Report how many lines of the listing below include the word "version". Give nothing but the number.
○ ○ ○ ○
Issue #409, opened 2020-11-03
FR: Support Authentication Emulator


maku693:
### Step 2: Describe your environment

* Operating System version: all
* Firebase SDK version: 4.1.0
○ ○ ○ ○
### FINAL ANSWER
2